INPUT MATERIAL section start

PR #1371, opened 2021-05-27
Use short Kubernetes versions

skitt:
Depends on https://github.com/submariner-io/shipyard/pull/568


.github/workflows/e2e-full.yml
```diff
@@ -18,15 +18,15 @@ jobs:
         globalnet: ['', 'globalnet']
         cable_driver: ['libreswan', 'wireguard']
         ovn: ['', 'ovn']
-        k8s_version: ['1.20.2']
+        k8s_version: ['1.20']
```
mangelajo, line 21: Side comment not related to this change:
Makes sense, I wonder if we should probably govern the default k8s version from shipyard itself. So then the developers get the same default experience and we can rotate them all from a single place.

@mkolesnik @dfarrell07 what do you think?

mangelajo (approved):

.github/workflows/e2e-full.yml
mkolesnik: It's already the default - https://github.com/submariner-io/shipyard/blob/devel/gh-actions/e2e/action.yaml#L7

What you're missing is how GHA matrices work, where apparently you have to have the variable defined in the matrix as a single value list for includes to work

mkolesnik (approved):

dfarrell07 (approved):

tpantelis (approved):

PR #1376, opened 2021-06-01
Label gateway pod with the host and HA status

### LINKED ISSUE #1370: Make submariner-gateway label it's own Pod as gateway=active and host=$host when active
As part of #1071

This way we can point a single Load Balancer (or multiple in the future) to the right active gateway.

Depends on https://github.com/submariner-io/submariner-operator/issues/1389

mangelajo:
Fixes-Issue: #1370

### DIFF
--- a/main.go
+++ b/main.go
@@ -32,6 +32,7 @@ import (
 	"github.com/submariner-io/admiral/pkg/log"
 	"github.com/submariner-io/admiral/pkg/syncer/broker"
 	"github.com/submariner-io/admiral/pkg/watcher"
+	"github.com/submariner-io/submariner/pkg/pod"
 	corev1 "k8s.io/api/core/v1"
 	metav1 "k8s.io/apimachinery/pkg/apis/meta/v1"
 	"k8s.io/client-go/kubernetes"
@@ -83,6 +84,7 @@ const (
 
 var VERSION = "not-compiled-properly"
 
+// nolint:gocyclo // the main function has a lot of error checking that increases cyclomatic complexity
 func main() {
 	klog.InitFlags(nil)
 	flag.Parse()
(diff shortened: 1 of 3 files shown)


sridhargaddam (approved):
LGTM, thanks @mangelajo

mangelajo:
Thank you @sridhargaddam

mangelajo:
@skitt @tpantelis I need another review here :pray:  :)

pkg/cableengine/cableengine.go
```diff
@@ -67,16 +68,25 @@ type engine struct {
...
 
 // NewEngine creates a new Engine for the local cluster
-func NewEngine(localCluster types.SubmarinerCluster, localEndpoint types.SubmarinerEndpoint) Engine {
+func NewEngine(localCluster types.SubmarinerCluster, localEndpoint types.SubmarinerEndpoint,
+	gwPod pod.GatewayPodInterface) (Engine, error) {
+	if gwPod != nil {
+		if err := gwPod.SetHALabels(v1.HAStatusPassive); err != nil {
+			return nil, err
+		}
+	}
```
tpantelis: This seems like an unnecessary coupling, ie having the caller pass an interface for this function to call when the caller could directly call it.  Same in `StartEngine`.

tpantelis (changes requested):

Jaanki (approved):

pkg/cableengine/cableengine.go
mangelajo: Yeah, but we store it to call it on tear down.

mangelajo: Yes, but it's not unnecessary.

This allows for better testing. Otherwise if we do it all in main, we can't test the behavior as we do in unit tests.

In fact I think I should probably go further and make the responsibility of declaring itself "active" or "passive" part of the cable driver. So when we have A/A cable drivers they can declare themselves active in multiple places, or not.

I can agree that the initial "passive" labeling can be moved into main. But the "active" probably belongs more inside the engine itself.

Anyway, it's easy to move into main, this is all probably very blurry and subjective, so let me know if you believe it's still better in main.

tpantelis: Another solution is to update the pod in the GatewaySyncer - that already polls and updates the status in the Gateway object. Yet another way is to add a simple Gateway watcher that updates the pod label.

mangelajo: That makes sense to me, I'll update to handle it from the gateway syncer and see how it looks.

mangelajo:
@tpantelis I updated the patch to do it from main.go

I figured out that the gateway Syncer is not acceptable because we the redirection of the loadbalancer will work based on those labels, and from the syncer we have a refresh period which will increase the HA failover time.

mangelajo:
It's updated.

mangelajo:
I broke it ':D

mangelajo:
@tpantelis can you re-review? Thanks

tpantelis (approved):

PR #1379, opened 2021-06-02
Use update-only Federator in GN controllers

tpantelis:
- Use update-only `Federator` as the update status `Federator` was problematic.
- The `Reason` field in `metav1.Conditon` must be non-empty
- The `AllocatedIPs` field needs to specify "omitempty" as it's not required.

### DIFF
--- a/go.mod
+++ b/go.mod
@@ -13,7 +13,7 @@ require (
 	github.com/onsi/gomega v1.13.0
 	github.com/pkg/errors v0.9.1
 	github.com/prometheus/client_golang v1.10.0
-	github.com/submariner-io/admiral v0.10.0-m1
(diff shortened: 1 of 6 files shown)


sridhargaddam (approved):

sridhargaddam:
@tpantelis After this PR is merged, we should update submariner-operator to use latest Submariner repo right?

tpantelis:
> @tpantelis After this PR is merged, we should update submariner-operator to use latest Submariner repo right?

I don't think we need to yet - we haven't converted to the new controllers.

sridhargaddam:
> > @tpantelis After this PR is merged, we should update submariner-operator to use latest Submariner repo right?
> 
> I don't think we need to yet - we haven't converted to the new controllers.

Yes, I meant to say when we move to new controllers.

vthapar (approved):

INPUT MATERIAL section end

YOUR GOAL:
Write out every line of the data that holds the word "sense".

TASK ANSWER:
Makes sense, I wonder if we should probably govern the default k8s version from shipyard itself. So then the developers get the same default experience and we can rotate them all from a single place.
mangelajo: That makes sense to me, I'll update to handle it from the gateway syncer and see how it looks.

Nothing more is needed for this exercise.